Transit route and frequency design: Bi-level modeling and hybrid artificial bee colony algorithm approach

• Propose a bi-level model for transit route design and frequency setting.
• Consider passenger transfers and congestion effects.
• Develop a hybrid artificial bee colony matheuristic to obtain robust solutions.
• Use KKT conditions of the lower level problem to derive the descent direction.
• Illustrate that a higher minimum frequency can lead to more passenger transfers.

This paper proposes a bi-level transit network design problem where the transit routes and frequency settings are determined simultaneously.
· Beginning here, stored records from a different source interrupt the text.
PR #1101, opened 2015-02-20
[UPS.com] Reenabled Exceptions

### LINKED ISSUE #1039: Track a package using UPS - requires login
##### What happened:

Went to UPS website with clean cache/cookies/etc. Selected a country, clicked on "Tracking" tab above, entered tracking code into "Track by Number" box. Clicked "Track" button. Was redirected to a login page.

##### What I expected to happen:

View track package page without requiring a login. Called UPS who confirmed this was the expected behavior. After some testing, identified that the expected behavior works with HTTPS Everywhere disabled for UPS.com.

StevenRoddis:
Fixes #1039

### DIFF
--- a/src/chrome/content/rules/UPS.com.xml
+++ b/src/chrome/content/rules/UPS.com.xml
@@ -40,16 +40,11 @@
 		<exclusion pattern="^http://www\.ups\.com/WebTracking/track($|\?)" />
 			<test url="http://www.ups.com/WebTracking/track" />
 			<test url="http://www.ups.com/WebTracking/track?" />
-		<!--
-			Exceptions:
-					-->
-		<exclusion pattern="^http://www\.ups\.com/+(?!assets/|favicon\.ico|img/|styles/|stylesheets/)" />
-
+			<test url="http://www.ups.com/WebTracking/track?foo" />
 
 	<securecookie host="^www\.campusship\.ups\.com$" name=".+" />
 
-
-	<rule from="^http://(?:www\.)?ups\.com/"
+	<rule from="^http://(?:www\.)?ups\.com/(assets/|favicon\.ico|img/|styles/|stylesheets/)"
 		to="https://www.ups.com/" />
 
 	<rule from="^http://www(\.)?apps\.ups\.com/"
--- a/src/chrome/content/rules/UPS.com.xml
+++ b/src/chrome/content/rules/UPS.com.xml
@@ -46,8 +46,8 @@
 
 	<securecookie host="^www\.campusship\.ups\.com$" name=".+" />
 
-	<rule from="^http://(?:www\.)?ups\.com/(assets/|favicon\.ico|img/|styles/|stylesheets/)"
-		to="https://www.ups.com/" />
+	<rule from="^http://(www\.)?ups\.com/(assets/|favicon\.ico|img/|styles/|stylesheets/)"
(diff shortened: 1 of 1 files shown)


src/chrome/content/rules/UPS.com.xml
```diff
@@ -22,28 +22,42 @@
...
+			<test url="http://www.ups.com/WebTracking/track" />
+			<test url="http://www.ups.com/WebTracking/track?" />
+			<test url="http://www.ups.com/WebTracking/track?foo" />
 
 	<securecookie host="^www\.campusship\.ups\.com$" name=".+" />
 
-
-	<rule from="^http://(?:www\.)?ups\.com/"
+	<rule from="^http://(?:www\.)?ups\.com/(assets/|favicon\.ico|img/|styles/|stylesheets/)"
 		to="https://www.ups.com/" />
```
jsha: I think you need to add a $2 to copy over the path, right? Have you manually tested this?

StevenRoddis: I tested each of those paths in my browser, I forgot to put the (?=asserts/....) lookahead by the looks of it. Will fix.

src/chrome/content/rules/UPS.com.xml
```diff
@@ -22,28 +22,42 @@
...
 		<!--
-			Exceptions:
-					-->
-		<exclusion pattern="^http://www\.ups\.com/+(?!assets/|favicon\.ico|img/|styles/|stylesheets/)" />
-
+			Now redirects to login:
+						-->
+		<exclusion pattern="^http://www\.ups\.com/WebTracking/track($|\?)" />
+			<test url="http://www.ups.com/WebTracking/track" />
+			<test url="http://www.ups.com/WebTracking/track?" />
```
jsha: Ideally for these types of test URLs we should have query parameters that are meaningful. The goal is not just to satisfy the letter of the coverage rule, but to let the coverage rule be a reminder that the more complex the rewrite rule is, the more likely it is that one of the types of pages it covers will break, so we want to test all the different types of pages.

It may not be possible to get a useful tracking URL that does not expose private data, though. In this case I'd be willing to merge non-valid test URLs for that reason.

StevenRoddis: The exclusions were already there just commented out, unfortunately I don't have UPS tracking number handy.

I did try `123456`

Linkname: UPS: Tracking Information
    URL: http://wwwapps.ups.com/WebTracking/track
Post Data:
loc=en_US&HTMLVersion=5.0&USER_HISTORY_LIST=&trackNums=123456&track.x=Track
Post Content Type: application/x-www-form-urlencoded

StevenRoddis: https://wwwapps.ups.com/WebTracking/track
HTTP/1.1 302 Found
Date: Wed, 25 Feb 2015 07:46:51 GMT
Server: Apache
X-Frame-Options: SAMEORIGIN
Location: https://www.ups.com/one-to-one/login?returnto=https%3a//wwwapps.ups.com/WebTracking/track&reasonCode=-1&appid=ETRACK

jsha:
Looks like tests are failing because you are missing ".ups.com" after www(\.)?apps.

StevenRoddis:
Fixed, I probably should stop coding while tired.

PR #1113, opened 2015-02-23
[0xbadc0de.be] *.0xbadc0de.be → hostlist, add tests, use ^http: → https:

julianladisch:


reedy:
At a quick glance, the test failure(s) are unrelated. None of the errors are in the 0xbadc0de file, which is what changed

src/chrome/content/rules/0xbadc0de.be.xml
```diff
@@ -29,20 +29,19 @@
...
-		<test url="http://stats.0xbadc0de.be/" />
-		<test url="http://www.0xbadc0de.be/" />
+	<test url=    "http://0xbadc0de.be/?p=67" />
+	<test url="http://www.0xbadc0de.be/?p=67" />
 
-
-	<!--	Redirect drops path but not args:
-							-->
-	<rule from="^http://(?:www\.)?0xbadc0de\.be/[^?]*"
+	<!--	Redirect drops path but not args:         -->
```
jsha: You should also have a test URL that includes a path as well as args, ideally one that is linked to from somewhere on the site.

The upper-level problem is formulated as a mixed integer non-linear program with the objective of minimizing the number of passenger transfers, and the lower-level problem is the transit assignment problem with capacity constraints. A hybrid artificial bee colony (ABC) algorithm is developed to solve the bi-level problem. This algorithm relies on the ABC algorithm to design route structures and a proposed descent direction search method to determine an optimal frequency setting for a given route structure. The descent direction search method is developed by analyzing the optimality conditions of the lower-level problem and using the relationship between the lower- and upper-level objective functions. The step size for updating the frequency setting is determined by solving a linear integer program. To efficiently repair route structures, a node insertion and deletion strategy is proposed based on the average passenger demand for the direct services concerned. To increase the computation speed, a lower bound of the objective value for each route design solution is derived and used in the fitness evaluation of the proposed algorithm. Various experiments are set up to demonstrate the performance of our proposed algorithm and the properties of the problem.